十六先是惊愕,然后欣喜,接着愠怒,三种表情在脸上不断变幻。
仅从敲门声判断,能够想象出门外肯定站着那位西北最著名的钻石王老五。但是十六如此纠结,是因为自从回到雍城之后,那位名誉上的男朋友至今还没有露面,只要两人联系,他都推脱说在外地出差,就连象征性的电话都没打几个,每次几乎匆匆挂断。
戈壁滩一行,自己担惊受怕,身体又遭受磨难,正需要有人安慰呢,可那个家伙竟然接连几天都玩起了失踪,气的她咬牙切齿。虽说十六比一般的女人更能体谅商界巨子的辛苦,但最需要有人关怀的时候,男朋友不闻不问,谁能受得了被忽略的滋味?

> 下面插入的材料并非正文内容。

PR #8350, opened 2023-09-29
Fixes Span Issues That New WCA Live Tab Had

Carter-Thomas:
Changed the new WCA Live header to minimize and maximize correctly according to screen resolution. Related to #8339.


WcaOnRails/config/locales/en.yml
danieljames-dj, line 1: Did these changes (other than wca_live) come in while rebasing? If so, can you please remove them?

danieljames-dj (changes requested):

WcaOnRails/config/locales/en.yml
Carter-Thomas: Everything in the commits involving this branch are up to date with the current repository if that's what your asking. The merge was just syncing the branch so that everything was up to date. Other than that, everything involved is related to the WCA Live issues

dunkOnIT: I agree with Dan that we shouldn't be seeing that changes in en.yml reflected as diffs - I think this might be a result of the fact that your local master branch has an open PR against it?

gregorbg: Just +1'ing the notion here that these en.yml changes should _not_ be included in this PR diff.
The fact that they are means that the branch which you're making a PR from is not up to date with the upstream branch that you're pointing the PR at.

Carter-Thomas: ugh I don't know why that specific change keeps getting included, I'll make a new branch and close this pr.

PR #10980, opened 2025-03-07
Reg Admin: scroll-to section and sections summary

### LINKED ISSUE #15107: Review Kevin Reg Admin PR

kr-matthews:
Some ideas. The main point is to allow scrolling to a section. Then I thought having information about the section would be good (and might alleviate the need to scroll), so I added that as a separate thing. I could combine them by making the summary table rows clickable and removing the "scroll to" menu option.

~I also combined the two email options into a dropdown to save space (on mobile), but I suspect there may be more complaints about needing 2 clicks (though I think we only got 1 complaint about moving registrations?). I'm thinking about reverting it.~

~I'm not very happy about the count in "Move ${count} to" since the export and email options should also have it for consistency. Having it in them all 3 doesn't make sense, so having it once, outside the buttons somewhere would make sense. But I can't come up with a good place.~

Thoughts? ~Any ideas to fix the Popup table on mobile (see last video)?~

It's a bit annoying that we aren't consistently using keys across the front-end code, e.g. waiting vs waitlist, accepted vs approved. I can 'fix' it, but I think that would require changing a few translation keys, which isn't ideal. _Edit: I kind of fixed it, via a helper function to translate status key to translation key._

:warning: **Images and screenshots here are out-of-date, see the latest comment at the bottom.** :warning:

image
image

Competition without competitor limit:
image
image

Competition with competitor limit:
image
image

A small offset added to the scroll-to functionality, otherwise the header is hidden under the buttons...
[Screencast from 2025-03-06 10:30:57 PM.webm](https://github.com/user-attachments/assets/bcdec4df-80a2-489f-922a-07fa143c1b30)
...although that happens on mobile anyway :\ and the popup summary table doesn't quite work.
[Screencast from 2025-03-06 10:35:03 PM.webm](https://github.com/user-attachments/assets/7acde978-6e79-4cb0-a175-3b517cb290fb)


app/webpacker/components/Persons/NewPersonForm/NewPersonForm.js
```diff
@@ -140,7 +137,7 @@ function NewPersonForm({
             name,
             dob,
             gender,
-            country_id: countryIdForIso2(countryIso2),
+            countryId: countryIdForIso2(countryIso2),
```
gregorbg: Just curious, why did you change this from `snake_case` to `camelCase`? The backend usually expects snake case and I don't see any relevant changes to the backend in this PR...

app/webpacker/components/RegistrationsV2/RegistrationAdministration/RegistrationActions.jsx
```diff
@@ -342,7 +429,50 @@ export default function RegistrationActions({
...
+  partitionedSelectedIds,
+  partitionedRegistrations,
+  partitionedMaximums,
+  selectedCount,
+  registrationCount,
+  withSelectedCounts,
+  withMaximums,
+}) {
+  return (
+    <Table basic="very">
```
gregorbg: All of the below table components can use dot notation on the original `Table` import, for example `Table.Header` or `Table.HeaderCell` (and others). This saves you a lot of import statements at the top.

app/webpacker/components/RegistrationsV2/RegistrationAdministration/RegistrationAdministrationList.jsx
```diff
@@ -525,12 +541,14 @@ export default function RegistrationAdministrationList({ competitionInfo }) {
...
 function SectionToggle({
-  icon, title, inParens, color,
+  icon, title, inParens, color, sectionRef,
 }) {
   return (
-    <Header as="span" size="large">
-      <Icon name={icon} color={color} />
-      {`${title} (${inParens})`}
-    </Header>
+    <span ref={sectionRef} style={{ scrollMarginTop: '7em' }}>
```
gregorbg: Does the `Header` component itself not support `ref` natively? If not, I think SemUI has a `Ref` component that you can use to pass refs down within their own framework

gregorbg: (we do actually use that component in a couple of places already, so just search for `<Ref` throughout our codebase and you will see)

app/webpacker/components/RegistrationsV2/RegistrationAdministration/RegistrationAdministrationList.jsx
```diff
@@ -68,6 +68,15 @@ export default function RegistrationAdministrationList({ competitionInfo }) {
...
   const actionsRef = useRef();
 
+  const pendingRef = useRef();
+  const waitlistRef = useRef();
+  const approvedRef = useRef();
+  const cancelledRef = useRef();
+  const rejectedRef = useRef();
+  const tableRefs = useMemo(() => ({
+    pendingRef, waitlistRef, approvedRef, cancelledRef, rejectedRef,
+  }), []);
```
gregorbg, line 81: I like the concise notation, but I am a bit afraid it would make the code "vulnerable" to refactors. What about using the actual `competition_status` enum values (like `"pending"`, `"approved"`, etc) as keys?
That would make it a bit more verbose here but more standardized and easier to maintain in the future

app/webpacker/components/Persons/NewPersonForm/NewPersonForm.js
kr-matthews: Uh this whole file looks like it might just be a mishandled rebase conflict. I didn't check carefully before pushing, since it's just a draft and I'm more looking for feedback on the UI rather than on the code, at this point.

kr-matthews:
Not 100% done (tooltips are sometimes not visible, the table doesn't work well on mobile, email tooltip missing text, etc.) but would like feedback on the direction of the UI in particular. Thinking of adding total money to the summary table too, but don't want it to get too crowded.

[Screencast from 2025-09-07 08:29:32 PM.webm](https://github.com/user-attachments/assets/1480eeac-0f86-45bc-a47a-ee596fbd7b1e)


[Screencast from 2025-09-07 08:23:36 PM.webm](https://github.com/user-attachments/assets/692df1de-2a2d-41bd-9fcd-cfeebc6dc97e)

kr-matthews:
⚠️ Edit: these videos are out-of-date. ⚠️

Only issue is that the notifications are hidden behind the buttons. I'll fix that next time.

(Oops I forgot to check the box to record the cursor position... Hopefully it's obvious.)

[10980.webm](https://github.com/user-attachments/assets/e1b47223-9110-4e33-9a53-2c32f0d9903a)

[noncompeting.webm](https://github.com/user-attachments/assets/f1cd12b2-a2b0-44e3-b5d2-7c7f10d25cab)

The table didn't work on mobile because it was automatically becoming a stackable table. So I used a grid instead. The grid is by default wide (about twice as wide as the mobile screen width), so I added an explicit width. If there's a better way, let me know.

The popups need to be on top, otherwise they interfere with the dropdowns. To have them on top, I had to move the buttons down.

I could also add another "$" button which would show money totals per registration status (when payments are enabled).

kr-matthews:
Message moved up:

image

gregorbg (commented):
I'm fine with the code but I need some degree of user-testing on this. My personal experience with the day-to-day usage of the Reg Admin page is limited.

@dunkOnIT Can you play around with this to give a third-party opinion on whether these changes all make sense from a UX perspective?

dunkOnIT:
As mentioned in DM's to Kevin, I really like the changes - especially the infobox/summary box showing all the registrations! 

Notes/suggestions from me: 
- [ ] Do you think we could combine the infobox pictured above and the scroll-to functionality? The idea being that if the cursor is over the modal that comes up, it stays up - and the icon can be clickd on to scroll to a particular section
- [ ] Add explainer text for "Approved": "Approved registrations are confirmed to be able to participate in the competition in their registered events." 
- [ ] Infobox table sizing in Desktop view looks a little squished - I think either less vertical padding in the cells, or more width in the columns, would alleviate this 

@kr-matthews feedback finalized - apologies, forgot to remove my "still in progress" disclaimer at the top of this comment

kr-matthews:
I got rid of the info icon & popup table, and just put the counts as a hint/description on the move-to options. This is simpler than a table. It doesn't include the competitor limit any more, but that was a bit awkward anyway as it only applied to at most one section.

image

https://github.com/user-attachments/assets/b9d359ba-62cb-4fd1-b303-792b28f2d2a7

https://github.com/user-attachments/assets/23df93bd-276a-434d-b00b-1e3d20d79de4

The only downside is that I had to manually specify a (min) width for the menu items. As mentioned [in the documentation](https://semantic-ui.com/modules/dropdown.html#:~:text=Using%20a%20description,Filter%20Tags), this is necessary (when the item is in a menu). I added enough width to handle 4-digit registration totals (e.g., "1000" or "1000 of 1000"). It's not ideal though.

image

I also added the approved-registrations text that Duncan requested, and renamed a few translation keys which I had pluralized (apparently not renaming them would cause issues for translators), and fixed "e.g.," usages.

dunkOnIT:
Amazing, thanks Kevin! Happy with it from a functionality perspective :+1:

kr-matthews:
I don't understand why the tests keep failing

FinnIckler:
Tests are failing because you changed the spelling in the en.yml 
`(eg., Stripe) to (e.g., Stripe)`. Let me push a fix

gregorbg (approved):

config/locales/en.yml
```diff
@@ -1203,7 +1203,10 @@ en:
       country_plural:
         one: "1 region"
         other: "%{count} regions"
-      export_csv: "Export to CSV"
+      export_to_csv:
+        zero: "Export all registrations to CSV"
```
gregorbg: The CI failure is due to using `zero` here. English grammar does not have a "zero" case in the stricter sense (per Unicode CLDR regulations) so you must not use it here.

If you want/need this "all" option, then you have to store it as a separate `export_all_to_csv` key and perform the `if length === 0` check in the application code

gregorbg: (This is something we introduced rather recently, because we're migrating to a new translation pipeline that is much stricter with CLDR rules than our old tools used to be)

PR #10982, opened 2025-03-07
Add a WCA API Client to make authenticated Requests against the WCA API from next

FinnIckler:
Also includes some example Documentation and an example usage in the `usePermissions` hook.

To be discussed on monday


next-frontend/src/lib/wca/users/usePermissions.ts
```diff
@@ -0,0 +1,46 @@
...
+    return {
+      permissions: NO_PERMISSIONS,
+      isLoading: false,
+    };
+  }
+
+  return {
+    isLoading,
+    permissions: request?.data || NO_PERMISSIONS
+  }
```
kr-matthews, line 45: We wouldn't want to access permissions while they're loading right? I would just return `{ isLoading: true }` if it's loading, and `{ isLoading: false, permissions: request.data }` otherwise.

To avoid any awkwardness with having to check `isLoading` every time before accessing permissions, a wrapper can wait for loading to finish, and only render children after.

I did this in a work project and it worked well.

kr-matthews (commented):
Can we set up linting sooner rather than later?

next-frontend/src/lib/wca/users/usePermissions.ts
FinnIckler: how would such a wrapper look like? would that use the react 19 use hook? I saw something in the next doc, but I think it would require a paradigm shift for how we do requests.

kr-matthews:
```
PermissionWrapper({ children }) {
  const permissions = usePermissions();
  if (permissions.isLoading) return <LoadingUI />
  return (
    <PermissionProvider value={permissions.value}>
      {children}
    </PermissionProvider>
  )
}
```
and then access them in the children via the context.

Apply at the router root (preferable), or a particular router branch (next best), or on each individual component that needs permission, depending on how things are set up.

I'm not familiar with `use` (but it's apparently _not_ a hook).

app/controllers/api/v0/api_controller.rb
```diff
@@ -232,15 +232,19 @@ def export_public
...
   # From: https://github.com/doorkeeper-gem/doorkeeper#authenticated-resource-owner
   private def current_api_user
     @current_api_user ||= User.find_by_id(doorkeeper_token&.resource_owner_id) if doorkeeper_token&.accessible?
   end
 
   private def require_user!
-    raise WcaExceptions::MustLogIn.new if current_api_user.nil? && current_user.nil?
-    current_api_user || current_user
+    raise WcaExceptions::MustLogIn.new if current_user.nil?
+    current_user
```
gregorbg, line 247: In Ruby, you can implement this pattern as `current_user || raise "Nope."`

next-frontend/package.json
```diff
@@ -9,6 +9,8 @@
     "lint": "next lint"
   },
   "dependencies": {
+    "@tanstack/react-query": "^5.67.2",
+    "openapi-fetch": "^0.13.4",
```
gregorbg, line 13: Alphabetical order not kept. This is going to break with dependency updates eventually, creating an unnecessary diff in the future

next-frontend/src/app/layout.tsx
```diff
@@ -28,11 +30,15 @@ export default function RootLayout({
...
-        </AuthProvider>
+        <WCAQueryClientProvider>
+          <AuthProvider>
+            <UiProvider>
+              <PermissionProvider>
+                {children}
+              </PermissionProvider>
+            </UiProvider>
+          </AuthProvider>
+        </WCAQueryClientProvider>
```
gregorbg, line 41: Provider pyramid, yay!

next-frontend/src/auth.ts
```diff
@@ -12,4 +12,17 @@ export const { handlers, signIn, signOut, auth } = NextAuth({
       clientSecret: process.env.OIDC_CLIENT_SECRET,
     },
   ],
+  callbacks: {
+    jwt({ token, trigger, session, account }) {
+      if(account?.access_token){
+        return { ...token, accessToken: account?.access_token }
```
gregorbg, line 18: Inside this `if` you don't need the `?.` safe operator anymore, do you?

next-frontend/src/lib/wca/wcaAPI.ts
```diff
@@ -0,0 +1,5 @@
+import createClient from "openapi-fetch";
+import type { paths } from "./wcaSchema"; // generated by openapi-typescript
+
+export const unauthenticatedClient = createClient<paths>({ baseUrl: "http://localhost:3000/api/v0/" });
```
gregorbg, line 4: Why does the authorized one get `application/json` headers, but the unauthenticated version doesn't?

next-frontend/src/providers/PermissionProvider.tsx
```diff
@@ -0,0 +1,73 @@
...
+      canReadGroupPast: group => Boolean(rawPermissions && rawPermissions.can_read_groups_past.scope.includes(group)),
+      canRequestToEditProfile: profile => Boolean(rawPermissions && allOrSpecificScope(profile, rawPermissions.can_request_to_edit_others_profile.scope)),
+    }
+  }, [request])
+
+  if(isLoading) {
+    return (
+      <p>Loading...</p>
+    )
+  }
```
gregorbg, line 66: Still not too wild about rendering a DOM node while loading. Shouldn't the `Boolean(rawPermissions && actualPermissionCheck(...))` trick be enough?

gregorbg (commented):
Some comments while you're still working diligently :wink:

next-frontend/package.json
FinnIckler: yeah I noticed myself due to next crashing (I think I messed up the yarn lock in merge)

next-frontend/src/providers/PermissionProvider.tsx
FinnIckler: it might create jumpy UIs were it renders some elements differently a second time if we don't

next-frontend/src/lib/wca/wcaAPI.ts
FinnIckler: good point

app/controllers/api/v0/api_controller.rb
FinnIckler: that raises a syntax error

FinnIckler: works with brackets though

next-frontend/src/providers/PermissionProvider.tsx
gregorbg: How so?

FinnIckler:
As I feared some of the API related tests are failing now. Gonna look into that now. The Competition test page is there now though

FinnIckler:
3) is an easy fix, but 1) and 2) are a bit puzzling to me. Seems to be not noticing the manage_competition scope for some reason

next-frontend/src/providers/PermissionProvider.tsx
kr-matthews: Besides potential UI jumping around, passing 'incorrect' permissions to components seems bad. There could also be (potentially, in the future) side-effects depending on these permissions, which would be triggered with the wrong values.

next-frontend/src/providers/CompetitionProvider.tsx
```diff
@@ -0,0 +1,30 @@
...
+  })
+
+  if(isLoading) {
+    return (
+      <p>Loading...</p>
+    )
+  }
+
+  return (
+    <CompetitionContext.Provider value={request!.data!}>
```
kr-matthews, line 26: Probably should have some error handling instead of `!`?

FinnIckler:
I've added an example of SSRing the Competition Test page

gregorbg (approved):

PR #10983, opened 2025-03-08
Disable event update button on register step after event update deadline

pranav-027:
Users can send event update requests even after the deadline, and even after the competition, by using the register subtab
image

This competition took place on 22-23rd of feb
image


app/webpacker/components/RegistrationsV2/Register/CompetingStep.jsx
```diff
@@ -303,6 +303,10 @@ export default function CompetingStep({
     ? competitionInfo.guests_per_registration_limit
     : defaultGuestLimit;
 
+  const hasRegistrationEditDeadlinePassed = hasPassed(
+    competitionInfo.event_change_deadline_date ?? competitionInfo.start_date,
```
kr-matthews, line 307: I think `hasPassed` is designed to handle date times, but `start_date` is just a date with no time, right? Is this going to have different results for people in different time zones?

pranav-027: Umm, not quite sure about it. I just wanted to mimic the same behavior as approval tab so the logic is taken from that page only -
https://github.com/thewca/worldcubeassociation.org/blob/260b9efab4d6db2ae481e6d0000d806259ec8292/app/webpacker/components/RegistrationsV2/Register/RegistrationOverview.jsx#L23-L25

PR #10984, opened 2025-03-08
Reg Admin: search

kr-matthews:
Took a long time to figure out that we weren't importing the Search styling...

Search by name, wca id, email, comment, or admin note.
Display these things, plus amount paid.
Clicking a results navigates to the edit registration page (and then pressing back in the browser takes you back to reg admin lists).

Also added some dividers.

_Edit: I forgot to do translations._

Note that the rendering of the individual registration results is automatic, and requires **string** values for title, description, price, and image. We can customize it, which would allow us to render more nicely (e.g. put comments and admin note on new lines, add the country flag, etc.), but then we'd have to do all the rest of the styling too. I did this for the category, which is how I was able to show icons there instead of just text. It actually works if you pass in JSX instead of strings, but there are warnings in the console, and some internal checks use `===` which won't work (though I'm not sure how that would matter to us for this use-case?).

image
image
image
image
image

image

Removing `fluid` makes it nicer(?) on a computer, but worse on phone (adds a small horizontal scroll amount):
image
image


app/webpacker/lib/utils/registrationAdmin.js
```diff
@@ -13,6 +13,50 @@ export const APPROVED_ICON = 'check';
...
+    case 'cancelled':
+      return CANCELLED_ICON;
+
+    case 'rejected':
+      return REJECTED_ICON;
+
+    default:
+      return undefined;
+  }
+};
```
gregorbg, line 58: Just curious: Could these helper methods be useful in other parts of the frontend code as well?

gregorbg (commented):
Re rendering of the components: Did you take a look at how `SearchWidget` does it? And could any of the predefined `*Item` components there be of any help to you?

app/webpacker/lib/utils/registrationAdmin.js
kr-matthews: Yes, definitely.
I was hesitant to do too many changes here since I have several other pending PRs. But at some point I'll re-use these.

kr-matthews:
> Re rendering of the components: Did you take a look at how `SearchWidget` does it? And could any of the predefined `*Item` components there be of any help to you?

I have now. They seem to just be basic combinations of divs and spans, without any styling. So if we use one of those then we would lose the styling for bigger/bold header, aligning everything, etc. (Or build a new one, with custom styling, but we want to avoid that right.)
The only thing I would do differently if building it myself is to put the comment/admin note on their own lines, and add the country flag somewhere. Which doesn't seem worth it.

app/webpacker/components/RegistrationsV2/RegistrationAdministration/RegistrationAdministrationSearch.jsx
```diff
@@ -0,0 +1,104 @@
...
+              name: user.name,
+              wcaId: user.wca_id,
+              email: user.email,
+              comment: competing.comment,
+              note: competing.admin_comment,
+            },
+          })),
+        },
+      ]),
+    ),
```
gregorbg, line 55: Lodash has `_.mapValues`, which may be an idiomatic alternative to what you're trying to do here

app/webpacker/components/RegistrationsV2/RegistrationAdministration/RegistrationAdministrationSearch.jsx
```diff
@@ -0,0 +1,104 @@
...
+
+      return Object.fromEntries(
+        Object.entries(options).map(([status, { name, results }]) => [
+          status,
+          {
+            name,
+            results: _.filter(results, isMatch),
+          },
+        ]).filter(([, { results }]) => results.length > 0),
+      );
```
gregorbg, line 74: Same remark about `_.mapValues`, as well as `_.pickBy` (which is not-so-aptly named but effectively just `filterValues`)

gregorbg (approved):
Just two tiny ideas about using Lodash for some more idiomatic code, but otherwise LGTM :D

app/webpacker/components/RegistrationsV2/RegistrationAdministration/RegistrationAdministrationSearch.jsx
kr-matthews: I don't think that will work here because I need the key in the (new) value: `name: status`. This is used to get the icon when rendering the category. I don't see any other lodash functions which would work either.

The status could be found in any of the registrations, but there might be 0 registrations in the category (in which case we filter out the category, so I guess that wouldn't matter) and also we have different keys for the front-end and back-end (e.g. `waiting_list` vs `waiting` - see the `partitionRegistrations` function).

I'll probably do a follow-up PR here to clean up the naming and use the new icon/color helper functions (as you suggested in an earlier comment). But I can't directly align the keys them because we can't use snake case.

app/webpacker/components/RegistrationsV2/RegistrationAdministration/RegistrationAdministrationSearch.jsx
kr-matthews: Neat, done. However, my local db is broken so I'm not able to verify my changes work correctly.

kr-matthews:
Merged with main and updated some minor bugs. It's working as expected:

[Screencast from 2025-04-24 06:57:27 PM.webm](https://github.com/user-attachments/assets/8fa98089-4cc5-4f41-befb-e6ad60e6e75d)

gregorbg:
Coolio, deploying now :tada:

PR #10987, opened 2025-03-09
Reg Admin: Also sort unpaid registrations on moving to waitlist & add info sentence

kr-matthews:
I also just noticed that when adding to the waitlist, we're not sorting the unpaid registrations (only the paid registrations). We definitely should be - or change the UI to make it clear that order of selection matters.

Screenshot from 2025-03-08 18-46-31


gregorbg (approved):

gregorbg:
I'm fine with this PR as-is, do you want to refine it more based on your PR description comment?

gregorbg (approved):

Issue #10928, opened 2025-02-28
Hide schedule link input from delegate report


kr-matthews:
It hasn't been editable for years, no need to show it. All current and future competitions will have a pre-defined link to the schedule.

![Image](https://github.com/user-attachments/assets/2a6722ae-87b8-4c6b-95f6-e69041b3a4d5)

PR #11001, opened 2025-03-10
removed edit schedule URL form delegate reports

pranav-027:
Fixed https://github.com/thewca/worldcubeassociation.org/issues/10928

image


app/views/delegate_reports/edit.html.erb
```diff
@@ -12,8 +12,6 @@
     <% if @delegate_report.posted? %>
       <%= f.input :discussion_url %>
     <% end %>
-    <% @competition.delegate_report.schedule_url = link_to_competition_schedule_tab(@competition) if @competition.has_schedule? %>
-    <%= f.input :schedule_url, readonly: @competition.has_schedule? %>
```
gregorbg, line 16: You cannot remove this altogether! We still need to store the information in the backend, because there are older competitions (predating the WCA website schedule feature) where it definitely makes sense to include and manipulate this field.

You can however turn the field into a hidden field if there is a (WCA website internal) schedule attached

gregorbg (changes requested):

app/views/delegate_reports/edit.html.erb
pranav-027: Done

gregorbg (commented):
Getting there! Although in its current form, the schedule URL wouldn't be passed to the backend at all for modern competitions. I think it's safer to use `f.hidden` in that case.

pranav-027:
@gregorbg Done

pranav-027:
ping @gregorbg

gregorbg:
Fine by me but has merge conflicts now, because we renamed the `has_schedule` method

pranav-027:
Merge ready!

PR #11002, opened 2025-03-10
Update browserslist and caniuse-lite definitions

gregorbg:
Attempt to fix the occasional error that users have been reporting about "not seeing anything on the competitions overview page". From our investigation so far, this is due to old browsers not having `toSorted()` on arrays.

We can make reasonable effort by polyfilling, although I'm not going to polyfill everything down to Chrome 90. We have to draw a reasonable line somewhere instead of blowing up our bundle size meaninglessly. Since JSON does not support comments, I will explain my suggestion here:

```
// Support every browser with > 0.2% market share, according to `caniuse`. 
"> 0.2%",
// Support all 5 last versions of (major) browsers
"last 5 versions",
// Support Firefox long-term releases
"Firefox ESR",
// Do NOT support dead browsers, even if they have a big market share (Sorry IE11)
"not dead",
// Do NOT bother supporting Opera Mini, which has a horrible ECMA implementation
"not op_mini all"
```

See https://browsersl.ist/#q=%3E+0.2%25%2C+last+5+versions%2C+Firefox+ESR%2C+not+dead%2C+not+op_mini+all

### DIFF
--- a/package.json
+++ b/package.json
@@ -101,7 +101,11 @@
     "whatwg-fetch": "^3.6.20"
   },
   "browserslist": [
-    "defaults"
+    "> 0.2%",
+    "last 5 versions",
+    "Firefox ESR",
+    "not dead",
+    "not op_mini all"
   ],
   "devDependencies": {
     "@pmmmwh/react-refresh-webpack-plugin": "^0.5.15",
--- a/yarn.lock
+++ b/yarn.lock
@@ -3912,14 +3912,7 @@ __metadata:
   languageName: node
   linkType: hard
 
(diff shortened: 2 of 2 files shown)


gregorbg:
I do not understand why this lockfile error keeps happening. A local `yarn install` does not yield these results. Even `yarn install --immutable` does not throw any error for me.

Deleting the GitHub caches also did not help.

gregorbg:
Now the problem just magically resolved itself. Maybe it was related to caches after all...?

FinnIckler:
the diff does not slightly different for some reason

FinnIckler (approved):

所以十六愤懑占了七成,剩余的三成喜悦,却显得不那么重要了。
敲门声再度响起。
比刚才重了一些。
十六收拾好复杂的心情,故作矜持等了十秒钟之后,开口问道:“谁?”
“我。”门外响起男人醇厚的嗓音。
一问一答,简洁短促。
十六仓皇跑到洗手间,对着镜子整理好略显凌乱的头发,又用迅雷不及掩耳之势擦好口红,正要去开门,发现睡衣将春色包裹的严严实实,伸手往下一拽,令男人春心荡漾的沟渠立刻显现出来。
整理好着装,十六心情忐忑打开大门,看到一张充满男性魅力的脸庞,心跳不由自主开始加速。